Records for this task:
PR #2456, opened 2020-11-17
Slug Driver Support

tankerkiller125:
**Partially Solves** flarum/issue-archive#203

- Implements drivers for slugging for discussions and users, with the option to update slugs for other models as well.

- Are we happy with this?

**Confirmed**

**Required changes:**
- [ ] Related core extension PRs: https://github.com/flarum/lang-english/pull/179

### DIFF
--- a/js/src/admin/components/BasicsPage.js
+++ b/js/src/admin/components/BasicsPage.js
@@ -25,10 +25,6 @@ export default class BasicsPage extends Page {
       'welcome_message',
       'display_name_driver',
     ];
-    this.values = {};
-
-    const settings = app.data.settings;
-    this.fields.forEach((key) => (this.values[key] = Stream(settings[key])));
 
     this.localeOptions = {};
     const locales = app.data.locales;
@@ -42,7 +38,28 @@ export default class BasicsPage extends Page {
       this.displayNameOptions[identifier] = identifier;
     }, this);
 
+    this.slugDriverOptions = {};
+    Object.keys(app.data.slugDrivers).forEach((model) => {
+      this.fields.push(`slug_driver_${model}`);
+      this.slugDriverOptions[model] = {};
+
+      app.data.slugDrivers[model].forEach((option) => {
+        this.slugDriverOptions[model][option] = option;
+      });
+    });
+
+    this.values = {};
+
+    const settings = app.data.settings;
+    this.fields.forEach((key) => (this.values[key] = Stream(settings[key])));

Exercise instructions: All of the material should be duplicated exactly.

Result of the exercise:
PR #2456, opened 2020-11-17
Slug Driver Support

tankerkiller125:
**Partially Solves** flarum/issue-archive#203

- Implements drivers for slugging for discussions and users, with the option to update slugs for other models as well.

- Are we happy with this?

**Confirmed**

**Required changes:**
- [ ] Related core extension PRs: https://github.com/flarum/lang-english/pull/179

### DIFF
--- a/js/src/admin/components/BasicsPage.js
+++ b/js/src/admin/components/BasicsPage.js
@@ -25,10 +25,6 @@ export default class BasicsPage extends Page {
       'welcome_message',
       'display_name_driver',
     ];
-    this.values = {};
-
-    const settings = app.data.settings;
-    this.fields.forEach((key) => (this.values[key] = Stream(settings[key])));
 
     this.localeOptions = {};
     const locales = app.data.locales;
@@ -42,7 +38,28 @@ export default class BasicsPage extends Page {
       this.displayNameOptions[identifier] = identifier;
     }, this);
 
+    this.slugDriverOptions = {};
+    Object.keys(app.data.slugDrivers).forEach((model) => {
+      this.fields.push(`slug_driver_${model}`);
+      this.slugDriverOptions[model] = {};
+
+      app.data.slugDrivers[model].forEach((option) => {
+        this.slugDriverOptions[model][option] = option;
+      });
+    });
+
+    this.values = {};
+
+    const settings = app.data.settings;
+    this.fields.forEach((key) => (this.values[key] = Stream(settings[key])));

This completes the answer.